I do a lot of thinking when I walk, particularly when I’m out alone. Of course, I don’t spend the whole time navel-gazing; I do also take in the view and, if I’m walking with friends, I try not to appear overly anti-social. But, many’s the time when I’ve come off the hillside having cleared my head and gained a new perspective on a problem. I’ve plotted a new course of action. I’ve decided which way I’m going next. It may turn out to be the wrong way but at least I’m moving and not just standing around in the fog feeling miserable.
To reach the summit of Fountains Fell – and tick that Hewitt off my list – I needed to leave the main path. Near the summit there was a smaller path to the left which led to one of the aforementioned mine shafts before appearing to peter out.
And there was a sign post. It was literally just a post, lacking any actual signs. Presumably they had perished over repeated Yorkshire winters. Either that, or a wry-humoured park ranger had placed the signless post there as if to say: if you’re not content with the path you’re on then you need to find your own way.

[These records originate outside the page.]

PR #7796, opened 2025-11-25
feat: support skew protection token

eduardoboucas:
Grabs the skew protection token from the deploy object and passes it to Netlify Build.

### DIFF
--- a/.github/workflows/benchmark.yml
+++ b/.github/workflows/benchmark.yml
@@ -41,7 +41,7 @@ jobs:
         run: echo ${{ github.event.number }} > ./pr_number
 
       - name: Upload deltas
-        uses: actions/upload-artifact@v4
+        uses: actions/upload-artifact@v5
         with:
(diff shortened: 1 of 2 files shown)


src/commands/deploy/deploy.ts
```diff
@@ -703,6 +707,15 @@ const handleBuild = async ({
     currentDir,
     deployHandler,
   })
+
+  if (deployId) {
```
eduardoboucas: This is a nicer way to pass the deploy ID to Netlify Build. It's what the `deployId` flag is for.

VitaliyR: Perhaps we can just extend the `getRunBuildOptions` method to set these options there?

eduardoboucas: Done in https://github.com/netlify/cli/pull/7796/commits/980d9113b5e4e15ce71568125f5db3bd1549deba.

PR #7814, opened 2025-12-04
fix: include sourceZipFileName in results for printing results if available

khendrikse:

#### Summary

In [this PR](https://github.com/netlify/cli/pull/7768) and CLI v.23.11.0 a change was introduced that stopped the `source_zip_filename` field from being printed in the json output. 

**Why**
The results object used is no longer the one from the deploy, which would have contained the sourceZipFilename. 

This PR ensures we print that field again.

The agent runner parses that JSON output and looks for `source_zip_filename` to set `result_zip_file_name` on the session, but since it's not there, it stays `null`, and the Publish button doesn't show in our UI.

---

      passes our tests.


khendrikse:
BTW: Also looking into making sure this cannot happen again, as it is such an important part of our workflow.

PR #7880, opened 2026-01-20
test: skip yarn install tests on Node 20.12.2 due to transitive dep c…

jaredm563:
Problem: Yarn v1 enforces engine constraints strictly. A transitive dep (chokidar@5) requires node >=20.19.0
Since Node 20 reaches EOL in April 2026, skip these tests rather than doing an override

The reason this is a problem at all is that despite the fact that the netlify-cli package includes [an npm-shrinkwrap.json file](https://docs.npmjs.com/cli/v11/configuring-npm/npm-shrinkwrap-json), which enforces strict dependency tree resolution for netlify-cli consumers, this is only respected by npm and pnpm, not yarn v1. In other words, npm i -g netlify-cli@1.2.3 and pnpm add -g netlify-cli@1.2.3 are deterministic but yarn global add netlify-cli@1.2.3 is not.

The alternatives would be
-Pinning Chokidar to an older version
-Bumping the node version

But considering these can introduce breaking changes, and the fact the Node 20 is EOL in ~3 months, we can just skip this and leave a comment for maintainers to understand why we have to make this workaround.

#### Summary

---

      passes our tests.


serhalp:
@jaredm563 an additional note for the PR description: the reason this is a problem at all is that despite the fact that the netlify-cli package includes [an `npm-shrinkwrap.json` file](https://docs.npmjs.com/cli/v11/configuring-npm/npm-shrinkwrap-json), which enforces strict dependency tree resolution for netlify-cli consumers, this is only respected by npm and pnpm, not yarn v1. In other words, `npm i -g netlify-cli@1.2.3` and `pnpm add -g netlify-cli@1.2.3` are deterministic but `yarn global add netlify-cli@1.2.3` is not.

e2e/install.e2e.ts
```diff
@@ -205,8 +205,11 @@ const installTests: [packageManager: string, config: InstallTest][] = [
 describe.each(installTests)('%s → installs the cli and runs commands without errors', (packageManager, config) => {
   // TODO: Figure out why this flow is failing on Windows.
   const npxOnWindows = platform() === 'win32' && 'run' in config
```
serhalp: while you're here... am I reading this wrong or is this dead code? There's never `'run' in config` in this `describe`. I think this might be leftover from splitting out the run tests into a separate `describe` below?

jaredm563: Nope, you're totally right.

jaredm563: poor cli needs some love

jaredm563:
Removed the dead `npxOnWindows` check entirely since` 'run' in config` was always `false`, then in another area simplified to `skipOnWindows = platform() === 'win32'` since `'run' in config` was always `true`

e2e/install.e2e.ts
```diff
@@ -306,9 +304,9 @@ const runTests: [packageManager: string, config: RunTest][] = [
 
 describe.each(runTests)('%s → runs cli commands without errors', (packageManager, config) => {
   // TODO: Figure out why this flow is failing on Windows.
-  const npxOnWindows = platform() === 'win32' && 'run' in config
+  const skipOnWindows = platform() === 'win32'
 
-  itWithMockNpmRegistry.skipIf(npxOnWindows)('runs commands without errors', async ({ registry }) => {
+  itWithMockNpmRegistry.skipIf(skipOnWindows)('runs commands without errors', async ({ registry }) => {
```
serhalp, line 309: 🤔 but I think this is the case where the 'run' thing _was_ relevant. Now that we've removed the condition, it—oh I see 🤦🏼. In this case it was _always true_ and in the other case it was _always false_ So they were both dead code in different ways. 👍🏼

serhalp (approved):

PR #7890, opened 2026-01-23
fix: address flaky integration tests

jaredm563:

#### Summary
Fix 1:

Multiple file watcher events (onAdd, onChange) could trigger concurrent build() calls, causing race conditions where the bundler accessed functionConfigs[name] before it was populated .

now only one build runs at a time, and when the current build completes, it checks buildPending and runs another build if needed

Fix 2:
tests/integration/utils/dev-server.ts waited up to 90s with no useful error message, now on timeout it should shows the actual server output so far for debugging

Fix 3:
In tests/integration/commands/init/init.test.ts answerWithValue(CONFIRM) sent ['\n', '\n'] (two newlines), which was causing the second newline to answer the wrong prompt.

Now it should use a single CONFIRM for list/confirm selections, so that prompts are answered correctly and the netlify.toml gets created

---

      passes our tests.


src/lib/edge-functions/registry.ts
```diff
@@ -181,7 +183,41 @@ export class EdgeFunctionsRegistry {
     return [...this.internalFunctions, ...this.userFunctions]
   }
 
-  private async build() {
+  private async build(): Promise<{ warnings: Record<string, string[]> }> {
+    // If a build is already in progress, mark that we need another build
+    // and return the current build's promise. The running build will
+    // trigger a rebuild when it completes if buildPending is true.
+    if (this.buildPromise) {
```
VitaliyR, line 212: can we add tests here for this method which will ensure this tests fine?
```
this.build() // resolved firstly
this.build() // resolved together with the next
this.build() // resolved together with the previous
```

src/lib/edge-functions/registry.ts
```diff
@@ -181,7 +183,41 @@ export class EdgeFunctionsRegistry {
     return [...this.internalFunctions, ...this.userFunctions]
   }
 
-  private async build() {
+  private async build(): Promise<{ warnings: Record<string, string[]> }> {
+    // If a build is already in progress, mark that we need another build
+    // and return the current build's promise. The running build will
+    // trigger a rebuild when it completes if buildPending is true.
```
serhalp, line 211: 👀 Instead of reimplementing this, we could reuse the existing battle-tested helper we already use for this same purpose for (non-Edge) Functions! Check it out: https://github.com/netlify/cli/blob/321170d8588d9b90459784ebed079e416e13f6c6/src/lib/functions/runtimes/js/builders/zisi.ts#L75.

src/lib/edge-functions/registry.ts
serhalp: ^ and the test should verify that subsequent calls trigger an actual new build!

src/lib/edge-functions/registry.ts
jaredm563: Good idea thank you!

jaredm563: So I looked into implementing that and unfortunately if build A fails while build B is pending, the caller of build A gets the error but build B runs without anyone waiting for it. I'll add a comment explaining why there is a custom implementation

tests/unit/lib/edge-functions/registry.test.ts
```diff
@@ -0,0 +1,64 @@
...
+
+    // Create instance with minimal mocked dependencies
+    const registry = Object.create(EdgeFunctionsRegistry.prototype) as InstanceType<typeof EdgeFunctionsRegistry>
+
+    // Initialize only the properties needed for build()
+    // @ts-expect-error -- accessing private members for testing
+    registry.buildPending = false
+    // @ts-expect-error -- accessing private members for testing
+    registry.buildPromise = null
+    // @ts-expect-error -- accessing private members for testing
```
serhalp: Don't sink your day into this, but could you take a few mins to see if we can avoid adding all these `@ts-expect-error`s? 🙏🏼

khendrikse (approved):

PR #7927, opened 2026-02-04
fix(deps): upgrade express to v5 and http-proxy-middleware to v3

serhalp:
## Description

`express > qs` and `express > body-parser > qs` have `high` security vulnerabilities that cannot be addressed without upgrading from v4 to v5, as the fixes have not been backported: https://github.com/advisories/GHSA-6rw7-vpxm-498p.

This PR upgrades to v5, which resolves all remaining security vulnerabilities:

```
❯ npm audit --omit=dev
found 0 vulnerabilities
```

As a bonus, this removes 20 transitive deps and ~1 MB from the install size.

### Upgrade express from v4 to v5

Release notes: https://github.com/expressjs/express/blob/master/History.md#500--2024-09-10

### Upgrade http-proxy-middleware from v2 to v3

This is required due to the express upgrade.

Release notes: https://github.com/chimurai/http-proxy-middleware/blob/master/MIGRATION.md

| v3 Breaking Change | Applies? | Action |
| --- | --- | --- |
| Removed req.url patching | No — proxy isn't mounted on a sub-path | None |
| pathRewrite behavior change | No — not mounted on a sub-path | None |
| Removed shorthand usage | No — already using object form | None |
| Removed context argument | No — not used | None |
| Removed logProvider and logLevel | Yes — logLevel: 'warn' was used | Removed it |
| Refactored proxy events (onX → on: {}) | No — no event callbacks used | None |

## Notes

Note: ideally we wouldn't be using express at all, as it is overkill for our use cases. At the very least, since we're already using fastify, we should use that. Otherwise, we could be using something like https://npmx.dev/package/@tinyhttp/app. But all this is even more moot, because all the code that uses express, fastify, and http-proxy-middleware has already been extracted into [`@netlify/dev`](https://github.com/netlify/primitives/tree/main/packages/dev), where it has been refactored to not use any of these. But pulling that back in is a significant refactor. We'll get to it eventually.


tests/integration/commands/dev/dev.test.ts
```diff
@@ -233,7 +233,6 @@ describe.concurrent('command/dev', () => {
       await withDevServer({ cwd: builder.directory }, async (server) => {
         const getResponse = await fetch(`${server.url}/api/ping`)
         const jsonPingWithGet = await getResponse.json()
-        t.expect(jsonPingWithGet).toHaveProperty('body', {})
```
serhalp, line 236: `req.body` defaults to `undefined` instead of `{}` when no body parser matches now. I deleted the assertions instead of updating them because there's nothing valuable to test here — `GET`s don't have request bodies.

(If you're confused that this appears to be a _response_ body, it's because the test is setting up a Function that echoes back some request fields.)

serhalp:
I did some local testing of functions emulation for good measure ✅.

PR #17, opened 2026-03-17
feat: Add application boilerplate and build infrastructure

mattkram:
## Summary

Here, we add a very simple Rust "Hello, world!" binary, in order to establish the minimal application boilerplate. We use `pixi` for development environment reproducibility, and add a CI pipeline that will build and test the application in various modes:

* We build the standalone rust binary via `pixi run build-release` (wraps around `cargo build --release`)
* We build a conda package via `pixi run build-conda` (this uses `rattler-build` and the recipe also invokes some very basic smoke tests to ensure the application returns successfully and emits `Hello, world!` to standard out

The primary goal of this pull request is to establish a minimal build & test workflow that we can extend, irrespective of the actual application functionality.

Jira: [CLI-343](https://anaconda.atlassian.net/browse/CLI-343)

[CLI-343]: https://anaconda.atlassian.net/browse/CLI-343?atlOrigin=eyJpIjoiNWRkNTljNzYxNjVmNDY3MDlhMDU5Y2ZhYzA5YTRkZjUiLCJwIjoiZ2l0aHViLWNvbS1KU1cifQ


src/main.rs
```diff
@@ -0,0 +1,17 @@
+fn greeting() -> &'static str {
+    "Hello, world!"
+}
+
+fn main() {
+    println!("{}", greeting());
```
zfralish, line 6: 🦀

zfralish (approved):

PR #29, opened 2026-03-20
feat: Add ability to self-update in place

mattkram:
## Summary

Adds self-update functionality to `ana` CLI, allowing users to check for and install updates directly from the command line. This PR is deliberately minimal, with the goal only of allowing explicit check and update in-place. The intent is to establish the end-to-end patterns for how we track available versions, and then download the appropriate artifact if an update is possible.

This unlocks future features around update notification, automation, etc. but those are enhancements that are explicitly deferred.

We also use a custom CLI parsing approach, rather than a framework. We will do that separately, and more intentionally.

### Usage

The feature is implemented under the `ana self` subcommand. The interface is subject to change without warning!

The mine shaft had a fence around it. Were there others and were they fenced off too? I questioned whether continuing over the barren hilltop moorland alone in this weather was entirely sensible. Come on, I thought, it was only Fountains Fell, not the Matterhorn. The risk of death was only slight. Hmm! Was it a Yorkshireman who told me if you’re spending too much time worrying about death, you’ve probably not got enough else to worry about.
So I turned back. Obviously, on that hill on that day all the signs were telling me to go home and have a nice cup of tea.